Thursday, 29 November 2007

Actually, they're called 'Inuit'

How do Eskimoes curl their hair?

They use permer-frost

Ooh, Biblical commerce joke!

What cataclysm forced the Ancient Egyptian Sainsbury's and Marks & Spencer chains into receivership?

A plague of lo-costs

Wednesday, 28 November 2007

Sport of Kings! (sniff)

Why is Fetch The Chimney such an unpopular game?

Because nobody wants to catch the flue

Oooh, look at that big sausage!

Q: Why is Smithfield in the City of London a good place to pull girls?

A: Because its a meat market.

Saturday, 24 November 2007

Works better when said, but not by much #7

What did the Policeman say to his chest? You're under a vest.

PC Plod and Inspector Jones are at the scene of a car-jacking, trying to glean as much information about the crime as they can.

"What do you think went on here, Guv?" says PC Plod.

"Well, there are three things we know about this crime," replied Inspector Jones.

"What are they?" enquired the enthusiastic Policeman.

"First of all, the car was a red Ford Fiesta. Secondly, the assailant was 5'9", wearing a blue coat and black jeans. And finally, he had a problem with his bowels."

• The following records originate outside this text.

PR #1872, opened 2021-04-16
Don't wait for CTRL-D before starting up server

runarorama:
Fixes an issue where setting the `UCM_PORT` in the environment would cause you to have to send `EOF` to ucm in order to allow the server startup to complete.

### DIFF
--- a/parser-typechecker/src/Unison/Server/CodebaseServer.hs
+++ b/parser-typechecker/src/Unison/Server/CodebaseServer.hs
@@ -23,7 +23,6 @@ import           Network.Wai                    ( responseLBS
                                                 , queryString
                                                 )
 import           Network.Wai.Handler.Warp       ( withApplicationSettings
-                                                , runSettings
                                                 , defaultSettings
                                                 , Port
                                                 , setPort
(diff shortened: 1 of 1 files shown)


pchiusano (approved):
LGTM though I don't understand from the diff why the old code behaved as it did and why the new code does the right thing. 🙃

parser-typechecker/src/Unison/Server/CodebaseServer.hs
```diff
@@ -152,23 +152,18 @@ start
...
+  let settings = appEndo
+        (  foldMap (Endo . setPort)              envPort
+        <> foldMap (Endo . setHost . fromString) envHost
+        )
+        defaultSettings
       a = app codebase token
-
-  case envPort of
-    Just p -> do
-      (k token p)
```
runarorama, line 168: This starts up UCM and waits for it to finish (which it appears to do when it receives a CTRL-D for some reason.

parser-typechecker/src/Unison/Server/CodebaseServer.hs
```diff
@@ -152,23 +152,18 @@ start
...
-      runSettings (setPort p settings) a
```
runarorama, line 169: This starts the server after the UCM CLI has "finished".

parser-typechecker/src/Unison/Server/CodebaseServer.hs
```diff
@@ -152,23 +152,18 @@ start
...
-    Nothing ->
-      withApplicationSettings settings (pure a) (k token)
+  withApplicationSettings settings (pure a) (k token)
```
runarorama, line 166: Start the server and once it has started, fire up the CLI.

PR #1883, opened 2021-04-22
Add term tags and type tags to GetDefinitions endpoint

runarorama:
Adds `TermTag` and `TypeTag` to definitions in the `GetDefinitions` endpoint, so the UI can show which terms are tests/docs and which types are abilities.


hojberg (approved):
Sweet!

"Fascinating, how do you know all of that?" asked PC Plod.

"Well," replied Inspector Jones "the victim has told us that her car was a red Ford Fiesta, so thats how we know what he is driving. Second of all, we have CCTV footage of the suspect, so thats how we know what he looks like. And finally, we know he had a problem with his bowels because he left these large skidmarks."

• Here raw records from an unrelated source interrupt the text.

PR #1886, opened 2021-04-23
Automatically initialize codebase

runarorama:
## Overview

This removes the error message about the codebase not being initialized and replaces it with a message like the following:

```
  No codebase exists in the directory /Users/runar. Creating one now.

  If this is not what you wanted, run `unison -codebase <dir>`
   to load a codebase from the directory <dir>.

  Initializing a new codebase in: /Users/runar
```

Unison now just proceeds to initialize the codebase instead of giving an error.

I replaced all instances of "get the codebase or crash" with automatic initialization. That includes transcripts. Maybe that's not the correct thing to do. Please review.

### DIFF
--- a/parser-typechecker/unison/Main.hs
+++ b/parser-typechecker/unison/Main.hs
@@ -139,7 +139,6 @@ main = do
   args <- getArgs
   progName <- getProgName
   -- hSetBuffering stdout NoBuffering -- cool
-
   _ <- installSignalHandlers
   -- We need to know whether the program was invoked with -codebase for
   -- certain messages. Therefore we keep a Maybe FilePath - mcodepath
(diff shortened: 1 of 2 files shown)


parser-typechecker/unison/Main.hs
```diff
@@ -160,35 +159,37 @@ main = do
...
   case restargs of
     [] -> do
-      theCodebase <- FileCodebase.getCodebaseOrExit branchCache mcodepath
+      theCodebase <- FileCodebase.getCodebaseOrInit branchCache mcodepath
       Server.start theCodebase $ \token port -> do
-        PT.putPrettyLn . P.string $ "I've started a codebase API server at "
-        PT.putPrettyLn . P.string $ "http://127.0.0.1:"
-          <> show port <> "?" <> URI.encode (unpack token)
-        PT.putPrettyLn' . P.string $ "Now starting the Unison Codebase Manager..."
+        PT.putPrettyLn $ P.lines
```
runarorama, line 164: Cleaned this up to look more consistent with the rest of the output.

pchiusano:
I can't decide if this is the behavior we want or if we should ask for confirmation.

I think if you're going to do it without confirmation the message should say how to undo it. "You can delete the directory xyz if you didn't mean to create a new codebase there."

aryairani:
> I can't decide if this is the behavior we want or if we should ask for confirmation.
> 
> I think if you're going to do it without confirmation the message should say how to undo it. "You can delete the directory xyz if you didn't mean to create a new codebase there."

In terms of merge conflicts, I also refactored all the initialization stuff in order to construct unit tests that involved multiple runs of ucm (e.g. checking if some codebase change survives a reboot, which has often not been the case for us).  I could try to tease that out into a separate PR? Let me know.

> I replaced all instances of "get the codebase or crash" with automatic initialization. That includes transcripts. Maybe that's not the correct thing to do. Please review.

I'm not sure about this either.  In my refactor, there's a "create codebase" and there's an "open codebase" and neither of them crashes; though they can be called (and, to maintain the original behavior, are called) from a function that crashes. 😀   My preference would be to apply my patch first  (either after codebase2 or pulled out of it), but maybe I'm just shellfish 🦐

aryairani:
It's this sort of thing:
```haskell
data CreateCodebaseError
  = CreateCodebaseAlreadyExists
  | CreateCodebaseOther Pretty

data Init m v a = Init
  { -- | open an existing codebase
    openCodebase :: CodebasePath -> m (Either Pretty (Codebase m v a)),
    -- | create a new codebase
    createCodebase' :: CodebasePath -> m (Either CreateCodebaseError (Codebase m v a)),
    -- | given a codebase root, and given that the "codebase root" may have other junk in it, 
    -- like a README or different-version codebase, give the path to the "actual" files; 
    -- i.e. what a forked transcript should clone.
    codebasePath :: CodebasePath -> CodebasePath
  }

-- | basically turns `CreateCodebaseAlreadyExists` into a `Pretty`
createCodebase :: MonadIO m => Init m v a -> CodebasePath -> m (Either Pretty (Codebase m v a))

```

pchiusano:
I think let's just revisit this topic after new codebase format lands - it seems like this logic will be totally rewritten then anyway. 

I like the spirit of this PR though and want the "launch unison for the first time" process to be as painless as possible, including fetching the correct version of base.

aryairani:
This is superseded by @rlmark and @hojberg's welcome onboarding.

Wednesday, 21 November 2007

Tuesday, 20 November 2007

Cirque du Fromage

I went to see the one-legged, circus performing cheese seller the other day, to buy some cheese. Was it worth it? Hardly - he only had one stilt on.

Monday, 19 November 2007

Delhi Belly (Full Of Protein!)

Q: How does a Hindu like his eggs?

A: In an Om-lette.

Doing Bird

Q: How does a thief get his eggs?

A: Poached.

Such An Enigma

Q: How does a cryptographer like their eggs?

A: Scrambled.

The Eggsplosive Middle Eastern Question

Q: How does Abu Bakr like his eggs?

A: Sunni Side Up.

Chicken Vs Egg: Face Off

Q: How does John Woo like his eggs?

A: Hard Boiled.

Who 'nose' how bad these jokes (and Photoshopping) can get?

Road rage

I was stuck in traffic on the M25 the other day, crawling at 10 mph towards a long line of cones, where the motorway narrowed from three lanes to one.

I passed a sign that said: "Road works ahead".

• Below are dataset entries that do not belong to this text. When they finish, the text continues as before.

PR #1889, opened 2021-04-24
Fix issue with Bytes.at always returning `None` in new runtime

### LINKED ISSUE #1888: `Bytes.at 0` always returns None
*Version*: devel/M1l-1068-gb0dd6e549 (almost latest trunk)
Same results with `--new-runtime` and without it.

How to reproduce:

```
    1 | > Bytes.fromList [77, 13, 2] |> Bytes.at 0
          ⧩
          None
```

```
    1 | > Bytes.fromList [77, 13, 2] |> Bytes.at 1
          ⧩
          Some 13
```

pchiusano:
Fixes #1888 

@dolio can you review? I took a guess that the `None` tag was being written to the unboxed stack even when the index was found. But see my self review for questions on the fix.

### DIFF
--- a/parser-typechecker/src/Unison/Runtime/Machine.hs
+++ b/parser-typechecker/src/Unison/Runtime/Machine.hs
@@ -1289,7 +1289,7 @@ bprim2 !ustk !bstk IDXB i j = do
     Just x -> do
       poke ustk $ fromIntegral x
       ustk <- bump ustk
-      ustk <$ poke ustk 0
+      ustk <$ poke ustk 1
   pure (ustk, bstk)
 bprim2 !ustk !bstk CATB i j = do
   l <- peekOffBi bstk i
--- a/parser-typechecker/tests/Unison/Test/Util/Bytes.hs
+++ b/parser-typechecker/tests/Unison/Test/Util/Bytes.hs
@@ -17,6 +17,11 @@ test = scope "util.bytes" . tests $ [
     ==
     Bytes.fromWord8s [0,1,2,3,4,5,6,7,8,9],
 
+  scope "at" $ do
+    expect' (Bytes.at 0 (Bytes.fromWord8s [77,13,12]) == Just 77)
+    expect' (Bytes.at 0 (Bytes.fromWord8s []) == Nothing)
+    ok,
+
   scope "consistency with ByteString" $ do
     forM_ [(1::Int)..100] $ \_ -> do
       n <- int' 0 50
--- a/parser-typechecker/tests/Unison/Test/Util/Bytes.hs
+++ b/parser-typechecker/tests/Unison/Test/Util/Bytes.hs
@@ -22,6 +22,12 @@ test = scope "util.bytes" . tests $ [
     expect' (Bytes.at 0 (Bytes.fromWord8s []) == Nothing)
     ok,
 
+  scope "at.cornerCases" $ do
+    let b = Bytes.drop 3 $ Bytes.fromWord8s [77,13,12] <> Bytes.fromWord8s [9,10,11]
+    expect' (Bytes.at 0 b == Just 9)
+    expect' (Bytes.at 0 (mempty <> Bytes.fromWord8s [1,2,3]) == Just 1)
+    ok,
+
   scope "consistency with ByteString" $ do
     forM_ [(1::Int)..100] $ \_ -> do
       n <- int' 0 50
--- a/unison-src/new-runtime-transcripts/builtins.md
+++ b/unison-src/new-runtime-transcripts/builtins.md
@@ -1,5 +1,11 @@
 # Unit tests for builtin functions
 
+```ucm:hide
+.> builtins.mergeio
+.> load unison-src/new-runtime-transcripts/base.u
+.> add
+```
+
 This transcript defines unit tests for builtin functions. There's a single `.> test` execution at the end that will fail the transcript with a nice report if any of the tests fail.
 
 ## `Int` functions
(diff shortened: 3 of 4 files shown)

"Oh no it doesn't!" I shouted to no one in particular.

Saturday, 17 November 2007

Warning: comics joke

Why did Alan Moore go around stubbing out people's spliffs?

Because he was on a reefer vendetta

Crouching Teapot Hidden Joke

Lucifer Lockets

Q: Why do people sell their souls to Satan for cold remedies?

A: Because the Devil has all the best tunes.

A sad but true story

Tom Cruise and Nicole Kidman were trying for a baby but were having no luck because little Tommy was impotent. They decided to visit a nearby maternity ward in the hope of pinching a ladys baby whilst she was distracted by her lovely flowers or her stitches or something. Unfortunately all the greedy mothers were paying quite a lot of attention to their new babys and Tom and Nicole were unable to do the dirty deed. Then out of the corner of her eye Nicole spotted a plastic bag containing a small lock of babys hair and a few toenail clippings.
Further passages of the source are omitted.